### WHAT YOU ARE ASKED TO DO
Extract exactly and only the lines of the data below, starting at the line with "adghayes, line 632: the" and stopping after the final line.

Saved entries
##############################

PR #4553, opened 2024-01-31
VxAdmin: remove L&A functionality

adghayes:
## Overview

Ballot printing was moved to VxDesign, then HMPB test deck ballot printing was moved, and then test deck tally report printing was moved. BMD test deck ballot still hasn't been moved to VxDesign. But L&A logic in VxAdmin is already hidden behind flags that mean it won't appear for VxDesign elections. Stripping it out of the app frees us up to move in the direction of our ideal architecture - doing the heavily lifting and system calls on the backend.


apps/admin/frontend/src/app.test.tsx
```diff
@@ -629,32 +533,6 @@ test('election manager cannot auth onto machine with different election hash', a
   );
 });
 
-test('primary election flow', async () => {
```
adghayes, line 632: the only purpose of this test was to test L&A documents for a primary settings, so it's also no longer necessary

arsalansufi (approved):
mr-clean-lgtm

##############################

### TASK OUTPUT
adghayes, line 632: the only purpose of this test was to test L&A documents for a primary settings, so it's also no longer necessary

arsalansufi (approved):
mr-clean-lgtm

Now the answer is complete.